MEXAR2 Support to Space Mission Planners

by Amedeo Cesta, Gabriella Cortellessa, Simone Fratini, Angelo Oddi and Nicola Policella

MEXAR2 is a fielded AI system in daily use at ESA since February 2005. It provides continuous support to human mission planners in synthesizing plans for downlinking on-board memory data from the MARS EXPRESS spacecraft to Earth.

A critical problem for interplanetary space missions is to maximize scientific results while guaranteeing data return to Earth. A research team of the Institute of Cognitive Science and Technology of the Italian Research Council (ISTC-CNR) has developed an AI system, named MEXAR2, currently in daily use at the European Space Agency (ESA-ESOC). MEXAR2 provides continuous support to human mission planners in synthesizing dump plans for downlinking on-board memory data from the MARS EXPRESS spacecraft to Earth.

The MARS EXPRESS mission has ambitious goals for the scientific experiments on board. The seven payloads with which the orbiter is equipped are expected to maximize their data return to take advantage of the opportunity offered by proximity to the Red Planet. New information from Mars is not only arriving to the space scientific community but, through the media, is also being disseminated further.

Obviously, in a deep-space mission like MARS EXPRESS, data transmission to Earth is fundamental. The space probe continuously produces a large amount of data resulting from the activities of its payloads and from on-board device monitoring and verification tasks. All data must be transferred to Earth during bounded downlink sessions. The presence of a single pointing system implies that the space-probe either points to Mars to perform payload operations, or points to Earth, to download the produced data. As a consequence, on-board data must generally be first stored in a Solid State Mass Memory (SSMM) and then transferred to Earth.

Figure 1
Figure 1: Bringing data from Mars to Earth.

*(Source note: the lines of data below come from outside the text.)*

PR #10269, opened 2024-08-27
fix: use static search path for toolchain GPG keys during validation

dmcilvaney:
###### Merge Checklist  

- [ ] Ready to merge

---

###### Summary 

The new toolchain validation step relies on `$(TOOLCHAIN_GPG_VALIDATION_KEYS)` to check the toolchain rpms against. This variable is by default a list of gpg keys from `./SPECS/azurelinux-repos/`. 

When using `make package-toolkit` these keys are included in `./toolkit/repos`. The search is `$(wildcard $(PROJECT_ROOT)/SPECS/azurelinux-repos/MICROSOFT-*-GPG-KEY) $(wildcard $(toolkit_root)/repos/MICROSOFT-*-GPG-KEY)`.

This works well for common use cases, but if the user selects a custom `SPECS_DIR=...` with the core repo the validation will fail. Instead use `$(PROJECT_ROOT)/SPECS` which is a stable directory (similar to https://github.com/microsoft/azurelinux/blob/9f8d0fad669392e8c53e7334da1f481f5306e673/toolkit/scripts/preview.mk#L16).

The two supported use-cases for the toolkit are via core repo checkout, and `make package-toolkit` -> `tar -xzvf toolkit.tar.gz`. The packaged flow will always include the GPG keys in the toolkit. For the core checkout, we can always assume that the toolkit will be present inside the repo, so it should be safe to assume the GPG keys are also present. Even if the user is not using the `./SPECS` from the repo the keys are still valid.

###### Change Log  

- Use GPG keys for toolchain validation from `$(PROJECT_ROOT)/SPECS` instead of `$(SPECS_DIR)`

**YES** (Only in so much as GPG validation for some less common local build flows was broken)

###### Associated issues  

- https://microsoft.visualstudio.com/OS/_workitems/edit/53478906

###### Test Methodology

```
mkdir ./SPECS_TEST
cp ./SPECS/words ./SPECS_TEST/ -r
cd toolkit
git checkout 3.0-stable
sudo make clean
sudo make build-packages SPECS_DIR=../SPECS_TEST/ USE_PREVIEW_REPO=n QUICK_REBUILD_PACKAGES=y PRECACHE=n CONFIG_FILE="" REBUILD_TOOLS=y
```
Also
```
make printvar-TOOLCHAIN_GPG_VALIDATION_KEYS SPECS_DIR=not/a/real/dir
# vs
make printvar-TOOLCHAIN_GPG_VALIDATION_KEYS
```

### DIFF
--- a/toolkit/Makefile
+++ b/toolkit/Makefile
@@ -155,7 +155,7 @@ VALIDATE_TOOLCHAIN_GPG ?= y
 endif
 endif
 
-TOOLCHAIN_GPG_VALIDATION_KEYS ?= $(wildcard $(SPECS_DIR)/azurelinux-repos/MICROSOFT-*-GPG-KEY) $(wildcard $(toolkit_root)/repos/MICROSOFT-*-GPG-KEY)
+TOOLCHAIN_GPG_VALIDATION_KEYS ?= $(wildcard $(PROJECT_ROOT)/SPECS/azurelinux-repos/MICROSOFT-*-GPG-KEY) $(wildcard $(toolkit_root)/repos/MICROSOFT-*-GPG-KEY)
 
 ######## COMMON MAKEFILE UTILITIES ########
 


PawelWMS (approved):

toolkit/Makefile
```diff
@@ -155,7 +155,7 @@ VALIDATE_TOOLCHAIN_GPG ?= y
 endif
 endif
 
-TOOLCHAIN_GPG_VALIDATION_KEYS ?= $(wildcard $(SPECS_DIR)/azurelinux-repos/MICROSOFT-*-GPG-KEY) $(wildcard $(toolkit_root)/repos/MICROSOFT-*-GPG-KEY)
+TOOLCHAIN_GPG_VALIDATION_KEYS ?= $(wildcard $(PROJECT_ROOT)/SPECS/azurelinux-repos/MICROSOFT-*-GPG-KEY) $(wildcard $(toolkit_root)/repos/MICROSOFT-*-GPG-KEY)
```
jslobodzian, line 158: What does this do if you are a derivative building outside the tree?

jslobodzian (approved):

toolkit/Makefile
dmcilvaney: `$(wildcard ...)` will return the empty string if the directory doesn't exist, and the second call to ` $(wildcard $(toolkit_root)/repos/MICROSOFT-*-GPG-KEY)` should return the packaged copies.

The average data production on a single day can be around 2-3 Gbit while the transmission rate of the communication channel, which varies between 45Kbs and 182Kbs, may not be sufficient. The on-board memory is subdivided into different banks, called packet stores, in which both scientific and spacecraft management data can be stored. In particular, the latter must reach Earth daily so as to allow safety checking of the different operations on board. It should be noted that each packet store assigned to science data is managed cyclically, so if new data are produced before the previous data have been dumped to Earth, the older data are overwritten and the related observation experiments have to be re-scheduled. Even if the on-board memory is about 9.4 Gbit, the irregular distribution of transmission windows, the different transmission rates of such windows and the different data rates for data production (eg, the stereo camera can produce files close to 1Gbit) may frequently create usage peaks close to the packet store capacities.

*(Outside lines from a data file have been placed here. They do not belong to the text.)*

PR #10307, opened 2024-08-30
add exclude snapshot repo option to virtual snapshot

sameluch:
###### Merge Checklist  

- [x] Ready to merge

---

###### Summary 

After discussing snapshot functionality slightly deeper, the ability to exclude a repo from the snapshot is desired and useful. The patch has added --excludesnapshot option for the command line of tdnf

###### Change Log  

- Add --excludesnapshot patch to tdnf

**YES**

###### Test Methodology

- Local testing


SPECS/tdnf/tdnf.spec
```diff
@@ -219,6 +219,9 @@ fi
 /%{_lib}/systemd/system/tdnf*
 
 %changelog
+* Thu Aug 29 2024 Sam Meluch <sammeluch@microsoft.com> - 3.5.6-3
+- Add virtual repo snapshot exclude
```
PawelWMS, line 223: Is there a reason we want a separate argument for the snapshot instead of relying on the existing `--disablerepo` and `--enablerepo`? I'm worried that having two may be confusing when using the snapshot.

sameluch: The reason to add a snapshot exclude option is to allow for a repo containing new packages locally built to still be included when building an image, but not from upstream. This is also additional flexibility within the feature for tdnf, not just applicable to our use case for allowing local RPMs from within the toolkit.

SPECS/tdnf/virtual-repo-snapshot.patch
```diff
@@ -1133,3 +1133,212 @@ index 0558611..18c84fc 100644
...
+ 
++uint32_t
++TDNFExcludeFromSnapshot(
++    PTDNF_REPO_DATA pRepos,
++    const char* pszId
++    )
++{
++    uint32_t dwError = 0;
++    int nIsGlob = 0;
++    if(!pRepos && IsNullOrEmptyString(pszId))
```
jslobodzian, line 1220: && or || here?

SPECS/tdnf/virtual-repo-snapshot.patch
```diff
@@ -1133,3 +1133,212 @@ index 0558611..18c84fc 100644
...
+index 86c34e7..4097203 100644
+--- a/tools/cli/lib/help.c
++++ b/tools/cli/lib/help.c
+@@ -23,8 +23,8 @@ static const char *help_msg =
+  "           [--downloadonly]\n"
+  "           [--enablerepo=<repoid>]\n"
+  "           [--enableplugin=<plugin_name>]\n"
+- "           [--snapshottime=<POSIX_time>]\n"
+  "           [--exclude [file1,file2,...]]\n"
++ "           [--excludesnapshot=<repoid>]\n"
```
jslobodzian, line 1309: can we rename this to something like --snapshotexclusionrepos so that it sorts with snapshottime.  And helps clarify that the snapshot exclusion applies to a repo.

Also...how big of a stretch from here to take a comma separated list of repos (I know we discussed supporting only 1)

SPECS/tdnf/virtual-repo-snapshot.patch
sameluch: Good catch, this is actually copy paste from upstream, we can likely contribute this small fix upstream if not already present

SPECS/tdnf/virtual-repo-snapshot.patch
sameluch: Updated to `--snapshotexcluderepos` to make the names come together.

I also added the ability to specify multiple repos in one go as a comma separated list in line.

sameluch: tested by running the following commands to check if the second repo was snapshot when using the updated tdnf:
`tdnf install valgrind --snapshottime=1724119509 --snapshotexcluderepos=azurelinux-official-base`
`tdnf install valgrind --snapshottime=1724119509 --snapshotexcluderepos=azurelinux-official-base,azurelinux-official-base-debug`
image

jslobodzian (approved):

To complicate matters there is an additional uncertainty factor in data production for some instruments due to different compression algorithms. Dump plans for the on-board memory are usually computed for a nominal expected production of a certain payload activity, a POR (Payload Operation Request), but mission planners may discover that on-board data are more than expected so they have to recompute a dump plan.

The role of the software previously used to support the decision making was secondary; it was relegated to constraint checking tasks. On the contrary, by integrating Artificial Intelligence problem solving methods and Human-Computer Interaction techniques, MEXAR2 implements a proactive approach to plan synthesis while, at the same time, fostering human intervention and control during problem solving. In general, data dump generation can now be performed more quickly and with less effort and the quality of plans exceed that provided by the tools previously used.

From the user standpoint, the problem of uncertainty in data production is addressed very satisfactorily and the time saved for producing plans has been estimated as up to 50%.

The ability of MEXAR2 to generate plans over multiple days very quickly, allows mission planners to consider alternative solutions in order to avoid data loss. It is worth noting that, before the introduction of MEXAR2 in the Mission Planning System, mission planners were satisfied with a single solution; MEXAR2 makes it possible to activate interesting optimizations. This allows problematic intervals in the schedule of future payload operations to be identified and an alternative allocation of the tasks involved to be negotiated with scientists thus minimizing overwrites. Additionally, users appreciate the usability and flexibility of the interface services and the fact that MEXAR2 runs on several platforms so that they can easily employ it from different machines. The previous procedure for synthesizing dump plans quite often obliged staff to work overtime; this effect has been eliminated with MEXAR2.

Figure 2
Figure 2: Mexar2 Interaction Module.

The scientific community has gained a number of benefits from MEXAR2: observation data are available earlier and data loss is minimized. As already said potential overwrites can be quickly detected and fed back to the scientists for science plan updates. Thanks to MEXAR2 the use of the downlink channel is optimised and more data can be downlinked. We can conclude that the use of MEXAR2 has resulted in an important increase in the scientific return from the mission.